Because history, he said, is history.
“We need to see them,” he said.
“That way, we’ll always be reminded of where we’ve been, and where we still need to go.”
During one of his daily COVID-19 briefings, Gov. Jim Justice was recently asked whether he felt this way about the state’s Confederate statues — another of Jackson sits on the Capitol grounds in Charleston — or whether he supported their removal.
Justice said he felt his answer would surprise people.
While he doesn’t believe he has the authority to make the decision himself — that could require a vote by the legislature, or there may be, in some instances, historical societies that have some say — he says he’s less concerned with preserving monuments of history than he is about the future of West Virginia.
“I feel like our Capitol is a place to where all people should always feel comfortable and at ease,” Justice said. “I’m concerned about what’s going to happen for West Virginians and trying to bring goodness to their life tomorrow.

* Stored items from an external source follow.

PR #465, opened 2017-11-15
[SW-600] Proper Sparkling Water Nightly

jakubhava:
Testing against h2o nightly.

We build and test sw against latest H2O nightly and upload the results into S3.

I think that we don't have to generate also all extended jars for external cluster as if we need to get them, we can just download the distribution and call script `./get-extended-h2o`. What do you think @mmalohlava ?

### DIFF
--- a/jenkins/Jenkinsfile-external
+++ b/jenkins/Jenkinsfile-external
@@ -67,6 +67,9 @@ withCustomCommitStates(scm, 'h2o-ops-personal-auth-token', 'continuous-integrati
             backendMode = "external"
             hdpVersion = "${p.hdpVersion}"
             driverHadoopVersion = "${p.driverHadoopVersion}"
+            buildNightly = "false"
+            uploadNightly = "false"
+
          }
      }
  }
--- a/jenkins/sparklingWaterPipeline.groovy
+++ b/jenkins/sparklingWaterPipeline.groovy
@@ -3,6 +3,7 @@
 def call(params, body) {
     def config = [:]
     body.resolveStrategy = Closure.DELEGATE_FIRST
+
     body.delegate = config
     body(params)
 
@@ -35,12 +36,23 @@ def call(params, body) {
                         scriptsTest()(config)
                         integTest()(config)
                         pysparklingIntegTest()(config)
+                        publishNightly()(config)
                     }
                 }
             }
         }
     }
 }
+
+
+def getGradleCommand(config) {
+    if (config.buildAgainstH2OBranch.toBoolean()) {
+        "H2O_HOME=${env.WORKSPACE}/h2o-3 ${env.WORKSPACE}/gradlew --include-build ${env.WORKSPACE}/h2o-3"
+    } else {
+        "${env.WORKSPACE}/gradlew"
+    }
+}
+
 
 def prepareSparkEnvironment() {
     return { config ->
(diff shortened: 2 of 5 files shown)


jenkins/sparklingWaterPipeline.groovy
```diff
@@ -70,6 +82,33 @@ def prepareSparklingWaterEnvironment() {
...
+                        script: "curl http://h2o-release.s3.amazonaws.com/h2o/master/latest",
+                        returnStdout: true
+                ).trim()
+
+                def h2oNightlyMajorVersion = sh(
+                        script: "curl http://h2o-release.s3.amazonaws.com/h2o/master/${h2oNightlyBuildVersion}/project_version | cut -f1-3 -d\".\"",
+                        returnStdout: true
+                ).trim()
+
+                sh  """
```
mmalohlava: Minor note: you do not need shell to process properties in this sense, maybe it could be easier to generate new one...or read them with help of groovy.

jakubhava:
I can read the url with groovy without shell, good point.

jenkins/sparklingWaterPipeline.groovy
```diff
@@ -220,4 +251,36 @@ def pysparklingIntegTest() {
...
+                    """
+                def fullSWVersion = sh(
+                        script: "echo \$( cat gradle.properties | grep version | grep -v '#' | sed -e \"s/.*=//\" )",
+                        returnStdout: true).trim()
+
+                def majorSWVersion = fullSWVersion.toString().substring(0, fullSWVersion.toString().lastIndexOf('_'))
+                def buildSWVersion = fullSWVersion.toString().substring(fullSWVersion.toString().lastIndexOf('_') + 1)
+                def artifactPath = "${env.WORKSPACE}/dist/build/sparkling-water-${fullSWVersion}.zip"
+
+                s3up {
```
mmalohlava: This is good, but main place to upload Sparkling Water artifacts should
be the same place where releases are uploaded including web page.

mmalohlava: s3up is for new projects mainly....

jenkins/sparklingWaterPipeline.groovy
jakubhava: good point, I can use groovy to read the content of the urls

jenkins/sparklingWaterPipeline.groovy
jakubhava: Ah, I see - the goals is to have nightly released in the same way as regular release except that we don't the the maven publish. I'll work on it.

I'm however a bit confused on `s3up` - was pointed to this by @michal-raska . Any alternative I could use ? :) ?

mmalohlava: `s3up` we wrote for dtbl, DAI. It does not fit into h2o-3 structure. for now i would use s3cmd directly.

mmalohlava: the plan is to slowly unify infrastructure tho share these pieces of code.

jakubhava:
oki, thanks! I didn't want to replicate the code so that was the main reason for going for s3up.

I will reuse the s3cmd from buildsparklingwater release script

jenkins/sparklingWaterPipeline.groovy
jakubhava: Oki, thanks! I didn't want to duplicate code so that's why I went for s3up.

I will reuse the code for sparkling water release script as we want to have the same page and release for nightly.

jenkins/Jenkinsfile-external
```diff
@@ -67,6 +67,7 @@ withCustomCommitStates(scm, 'h2o-ops-personal-auth-token', 'continuous-integrati
             backendMode = "external"
             hdpVersion = "${p.hdpVersion}"
             driverHadoopVersion = "${p.driverHadoopVersion}"
+            buildNightly = "true"
```
jakubhava: needs to be` false` here

PR #471, opened 2017-11-22
[SW-608] Measure time of conversions to H2OFrame in debug mode

jakubhava:


core/src/main/scala/org/apache/spark/h2o/H2OContext.scala
```diff
@@ -202,7 +203,7 @@ class H2OContext private(val sparkSession: SparkSession, conf: H2OConf) extends
   /** Transforms Dataset[Supported type] to H2OFrame */
   def asH2OFrame[T<: Product : TypeTag](ds: Dataset[T]): H2OFrame = asH2OFrame(ds, None)
   def asH2OFrame[T<: Product : TypeTag](ds: Dataset[T], frameName: Option[String]): H2OFrame =
-    DatasetConverter.toH2OFrame(this, ds, frameName)
+    withConversionDebugPrints(sparkContext, "Dataset", DatasetConverter.toH2OFrame(this, ds, frameName))
```
mmalohlava: Curious question, could we use Spark to collect these stats? They have metric system in place already.

jakubhava: We could probably measure time of the conversion job and also the rest of related tasks. In Spark we can measure jobs, tasks at better granularity then we do now.

This measures the conversion and also all the related tasks in a quick easy solutionI can play with it and try to re-use spark for it, it would be nicer solution for sure.

This was just to have something quickly for the release :)

core/src/main/scala/org/apache/spark/h2o/utils/H2OContextUtils.scala
```diff
@@ -60,5 +62,18 @@ private[spark] trait H2OContextUtils extends Logging{
   def isRunningOnCorrectSpark(sc: SparkContext) = sc.version.startsWith(BuildInfo.buildSparkMajorVersion)
 
 
+  def withConversionDebugPrints[R <: Frame](sc: SparkContext, conversionName: String, block: => R): R = {
+    val sparkTesting = sc.getConf.getOption("spark.testing").orElse(sys.props.get("spark.testing"))
+
+    if (sparkTesting.nonEmpty && sparkTesting.get.toBoolean) {
```
mmalohlava: one more note: i would use different spark property then spark.testing - just to avoid different code path - i would say `spark.h2o.measurements.timing`

jakubhava: good point!

jakubhava:
@mmalohlava changed the property to better name.

I think that we do not need to rush with this change for this release and I can have a look if we can really reuse spark for obtaining this data. What do you think ?

jakubhava:
This should be in future handled by [SW-622]

PR #1270, opened 2019-06-14
[SW-1326] Include SW version in more log statements

jakubhava:


core/src/main/scala/org/apache/spark/h2o/H2OContext.scala
```diff
@@ -150,7 +150,7 @@ class H2OContext private(val sparkSession: SparkSession, conf: H2OConf) extends
     Log.trace("H2OContext initialized") // force creation of log files
     LogBridge.setH2OLogLevel(level) // set the level back on the level user want's to use
 
-    logInfo("Sparkling Water started, status of context: " + this)
+    logInfo(s"Sparkling Water ${BuildInfo.SWVersion} started, status of context: ${this}")
```
mn-mikke: Nit: Wouldn't be possible to use just `$this`?

PR #1271, opened 2019-06-14
[SW-1351] Unify jenkins test scripts accross all branches

jakubhava:


jakubhava:
Good question. This solution would be fine for now, but not ideal once we have a single branch. Still need to think about the right way how do to this without duplication.

The goal of this change was to minimize number of files we need to change when we bump spark version.

Thank you!

jakubhava:
Will go with different approach

PR #1276, opened 2019-06-18
[SW-1360] Explicitly send hearbeat after we have complete flatfile

jakubhava:


core/src/main/scala/water/HeartBeatUtils.scala
```diff
@@ -0,0 +1,26 @@
...
+* See the License for the specific language governing permissions and
+* limitations under the License.
+*/
+
+package water
+
+object HeartBeatUtils {
+  def broadcastHeartbeat(): Unit = {
+    val ab = new AutoBuffer()
+    H2O.SELF._heartbeat.write(ab)._bb
```
jakubhava: note to myself: remove `._bb`

core/src/main/scala/water/HeartBeatUtils.scala
```diff
@@ -0,0 +1,26 @@
...
+* distributed under the License is distributed on an "AS IS" BASIS,
+* WITHOUT WARRANTIES OR CONDITIONS OF ANY KIND, either express or implied.
+* See the License for the specific language governing permissions and
+* limitations under the License.
+*/
+
+package water
+
+object HeartBeatUtils {
+  def broadcastHeartbeat(): Unit = {
```
jakubhava: rename `broadcastHearbeat` to `sendHeartbeatToAll()`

“I am very mindful and respectful of all of our histories, but at the same time, I want to look to our future. I don’t want anyone to feel uncomfortable here. … I don’t know how to answer it any more plainly than just that.
“This is our Capitol, this is our state, this is our people.”
The future is now
Marshall, meanwhile, will never forget the history and symbolism of those balcony seats at the Metropolitan Theater.
As mayor, she was part of the group of Townies and West Virginians, people born here and otherwise, who oversaw the first restorations of the now ornate, iconic venue which had fallen into bad repair.
Marshall stood on the stage as Morgantown’s elected leader and looked up at the balcony.
When she was a kid, and wanted to see a movie, she had to sit there. In that section, because that’s just the way it was.
She had chills, she said. Really.
And it was breath-taking, she said. Really.
Look at me now, she was thinking. Look at us now.
“When you work together, there’s just so much good that can be accomplished.”
A group photograph preserved it. They looked just like statues up there.